Question

About Outgroups In Phylogenetic Analysis

0

Entering edit mode

11.3 years ago

Yongjie Zhang ▴ 110

Hi All,

I want to do phylogenetic analyses based on single-locus data sets as well as based on the combined multiple-gene dataset.

For the single-locus data set, I had found out two most suitable outgroups by BlastN against public database, however, the sequences of the two outgroup taxa are shorter than my ingroup sequences at both ends (5' end and 3' end) although there is perfect alignment between outgroups and ingroups. I don't want to trim my ingroups from both ends of the alignment because valuable informative characters are included in those regions (i.e., the regions where my ingroups have but outgroups don't). I want to know in my case, can I still use the two outgroups with some alignment gaps (or more strict, missing ) being kept at both ends of the outgroup sequences?
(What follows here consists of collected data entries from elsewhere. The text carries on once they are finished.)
PR #1936, opened 2026-07-09
Added delivery webaction

kalisp:
## Changelog Description
Adds webaction that triggers `DeliveryDialog` in AYON launcher (if installed on user machine).

Could be triggered on single or multiple selected versions (in `Products` tab).

## Additional info
It should trigger this dialog if you haven't closed it before.

image

## Testing notes:
1. select versions in `Products` or `Lists` tab, trigger webaction

image

2. fill options in Dialog (expects filled at least one `delivery` template in `Anatomy`)
image

3. check delivery folders


jakubjezek001:
Tested and it works and doing what it suppose to do.

As we had discussed on the call with @BigRoy it would be also good to include some of the UX cosmetics:
- available representations offering convert to list widget so it is easier to select with SHIFT or CTRL/CMD keys. 
- perhaps add button to select all available representations. 
- my suggestion is to also collapse the section with renumbering and root into **Advanced features**

client/ayon_core/cli.py
```diff
@@ -22,6 +22,7 @@
     compute_env_variables_structure,
     merge_env_variables,
 )
+from ayon_core.tools.delivery.delivery import DeliveryOptionsDialog
```
iLLiCiTiT: Move this import to the function.

Also change the import to
`from ayon_core.tools.delivery import DeliveryOptionsDialog`
https://github.com/ynput/ayon-core/pull/1936/changes#r3551918669

client/ayon_core/tools/delivery/delivery.py
```diff
@@ -0,0 +1,372 @@
+import platform
```
iLLiCiTiT, line 1: Please add `__init__.py` where `DeliveryOptionsDialog` is imported to `__all__`. And rename this file to `window.py` (or `dialog.py`).

client/ayon_core/plugins/loader/delivery.py
```diff
@@ -1,30 +1,12 @@
...
     LoaderActionResult,
 )
-from ayon_core.pipeline.load import get_representation_path_with_anatomy
-from ayon_core.pipeline.delivery import (
-    get_format_dict,
-    check_destination_path,
-    deliver_single_file,
-    get_representations_delivery_template_data,
-)
+from ayon_core.tools.delivery.delivery import DeliveryOptionsDialog
```
iLLiCiTiT:
```suggestion
from ayon_core.tools.delivery import DeliveryOptionsDialog
```
Related to https://github.com/ynput/ayon-core/pull/1936/changes#r3551918669

client/ayon_core/cli.py
```diff
@@ -230,6 +231,49 @@ def create_project_structure(
...
+    "--project",
+    type=str,
+    help="Project name",
+    required=True)
+@click.option(
+    "--version_ids",
+    type=str,
+    help="Version ids",
+    required=True)
+def delivery(
```
iLLiCiTiT:
```suggestion
def deliver(
```

client/ayon_core/cli.py
```diff
@@ -230,6 +231,49 @@ def create_project_structure(
...
+        get_qt_app()
+        version_ids = version_ids.split(",")
+        dialog = DeliveryOptionsDialog(
+            project, version_ids, log=log
+        )
+        dialog.exec_()
+    except Exception:
+        print("Failed to deliver versions.")
+        exc_info = sys.exc_info()
+        traceback.print_exception(*exc_info)
```
iLLiCiTiT:
```suggestion
        log.warning("Failed to deliver versions.", exc_info=True)
```

client/ayon_core/cli.py
```diff
@@ -230,6 +231,49 @@ def create_project_structure(
...
+
+    print(f">>> Launching browser for Delivery action '{project}'.")
+
+    log = Logger.get_logger("delivery")
+
+    try:
+        # must be here because no module qargparse
+        from ayon_core.tools.utils.lib import get_qt_app
+
+        get_qt_app()
```
iLLiCiTiT:
```suggestion
        _app = get_qt_app()
```

client/ayon_core/cli.py
```diff
@@ -230,6 +231,49 @@ def create_project_structure(
     create_project_folders(project)
 
 
+@main_cli.command()
```
iLLiCiTiT, line 234: For the webaction purposes, I'd say we might need to expect event id where are version ids listed. There is a limit for length of executed command, I can imagine that with multiselection of versions or list, it can easily hit the limit of characters.

With that I'd rename the command to `deliver_ui_from_action` (called as `deliver-ui-from-action`) as the current logic does not have mother usage.

So webaction would create event where would be stored all information needed for delivery command, then start launcher as `["deliver-ui-from-action", "--project", "<project>", "--event", "<the event id>"]`.

kalisp: Make sense, implemented emitting event and querying it.

jakubjezek001:
> * available representations offering convert to list widget so it is easier to select with SHIFT or CTRL/CMD keys.
> * perhaps add button to select all available representations.
> * my suggestion is to also collapse the section with renumbering and root into **Advanced features**

suggestion here https://github.com/ynput/ayon-core/pull/1937

client/ayon_core/cli.py
```diff
@@ -230,6 +230,68 @@ def create_project_structure(
...
+        return
+
+    try:
+        from ayon_core.tools.delivery.delivery import DeliveryOptionsDialog
+        # must be here because no module qargparse
+        from ayon_core.tools.utils.lib import get_qt_app
+
+        _app = get_qt_app()
+        if event_id:
+            import ayon_api
```
iLLiCiTiT: ayon api can be imported at the top.

iLLiCiTiT (approved):
The webaction part looks ok (didn't test). I would personally do the dialog enhancements in different PR, but I'll let you decide if it will be here too.

BigRoy (approved):
Works for me - very nice!

I think we should update the delivery dialog itself a bit to be more informational, but other than that it seems to work.

@iLLiCiTiT merge?

> I would personally do the dialog enhancements in different PR, but I'll let you decide if it will be here too.

Agreed. Started here: https://github.com/ynput/ayon-core/pull/1937

client/ayon_core/cli.py
BigRoy: done with https://github.com/ynput/ayon-core/pull/1936/commits/3e3b0b58a5fef42ccb8e685f08cc0c047ed72a19

client/ayon_core/cli.py
BigRoy: That's actually a very good point. So we'd just store event id and store the version ids in the payload to retrieve from the event id. I like it.

Should we make the cli command take either `event_id` or `version_ids`. From a CLI perspective it'd be nice if you can quickly pass version ids if you wan to run e.g. manually, then there's no pre-existing event. Or am I overthinking it and for now should we focus on web action use case only?

server/__init__.py
```diff
@@ -60,6 +61,20 @@ async def get_simple_actions(
                     allow_multiselection=False,
                 )
             )
+            output.append(
+                SimpleActionManifest(
+                    identifier="core.delivery",
+                    label="Start Delivery Action in Launcher",
```
jakubjezek001:
```suggestion
                    label="Delivery Versions (launcher action)",
```

jakubjezek001: @BigRoy what about this?

BigRoy: If we do change this, I'd make it "Deliver versions" and possibly "requires launcher".

```suggestion
                    label="Deliver versions (requires launcher)",
```

PR #1937, opened 2026-07-09
Delivery tool: replace representation checkboxes with a multi-select list

jakubjezek001:
## Changelog Description
Delivery tool's representation selection now uses a `QListWidget` with multi-selection and a "Select All" button instead of a checkbox per representation. Advanced options (renumber frame, start frame, root) are moved into a collapsible "Advanced options" section, hidden by default, to simplify the default view.

## Additional info
Single file changed: `client/ayon_core/tools/delivery/delivery.py`. Representation names are now sorted for consistent ordering, and `_get_selected_repres` reads from `repre_list.selectedItems()` instead of iterating checkboxes.

## Testing notes:
1. Open the Delivery tool and confirm representations list appears sorted, with multi-select and "Select All" working.
2. Confirm delivery still triggers correctly for selected representations.
3. Expand/collapse "Advanced options" and verify renumber/root fields still function as before.

image

image

## Dependency
#1936

### DIFF
--- a/client/ayon_core/tools/delivery/delivery.py
+++ b/client/ayon_core/tools/delivery/delivery.py
@@ -33,7 +33,7 @@ class DeliveryOptionsDialog(QtWidgets.QDialog):
     ):
         super().__init__(parent=parent)
 
-        self.setWindowTitle("AYON - Deliver versions")
+        self.setWindowTitle(f"Deliver {len(version_ids)} versions")
         icon = QtGui.QIcon(resources.get_ayon_icon_filepath())
         self.setWindowIcon(icon)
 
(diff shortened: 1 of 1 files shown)


kalisp (approved):
Works.

BigRoy:
- Can we make the title of the dialog show `Deliver {len(version_ids)} versions` so at least you have a hint of how big the selection was - this becomes increasingly important when ran from web action to confirm your selection came through. (Without redoing the full dialog to actually show what you had selected, which I think we may need to do later)

- We'll need to resolve conflicts after PR https://github.com/ynput/ayon-core/pull/1936

jakubjezek001:
> * Can we make the title of the dialog show `Deliver {len(version_ids)} versions` so at least you have a hint of how big the selection was - this becomes increasingly important when ran from web action to confirm your selection came through. (Without redoing the full dialog to actually show what you had selected, which I think we may need to do later)

just like this, right?
image

jakubjezek001:
@BigRoy it seems to me the Selected Represenations is also not correctly displaying data. we should also add len of selected representations, right?

jakubjezek001:
Well, I could not resist to add the repre count ;)
image

BigRoy (approved):
Works for me.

My another concern is when I use one outgroup taxon, no support value is shown for the ingroup clade, but when two outgroup taxa is used, there is 100% support for the ingroup clade. I want to know why is so, and do I have to use at least two outgroup taxa.

For the combined dataset, my question is also about the outgroups. Because different outgroup taxa were used for each single-locus data sets, how should I determine the outgroups for multiple-loci data set. Can I concatenate together those outgroup sequences from each single-locus data set? By doing so, I may make the artificial taxon/sequences.

Hope to have your help!

Thanks.

Yongjie

• 6.2k views

ADD COMMENT • link updated 11.3 years ago by DG 7.3k • written 11.3 years ago by Yongjie Zhang ▴ 110

score 1 · Answer 1 · 2014-03-18

What type of phylogenetic analysis are you doing? That sometimes impacts a bit on outgroup choice. But in general keep in mind that for maximum-likelihood phylogenetics you are usually estimating an unrooted phylogenetic tree, which you can then view as rooted, using the outgroup of your choice. If you did this and chose to view rooted with only one of the two "outgroup" taxa, it wouldn't be surprising that you see poor support for the clade of interest if the other outgroup taxa is being included in what you are looking at.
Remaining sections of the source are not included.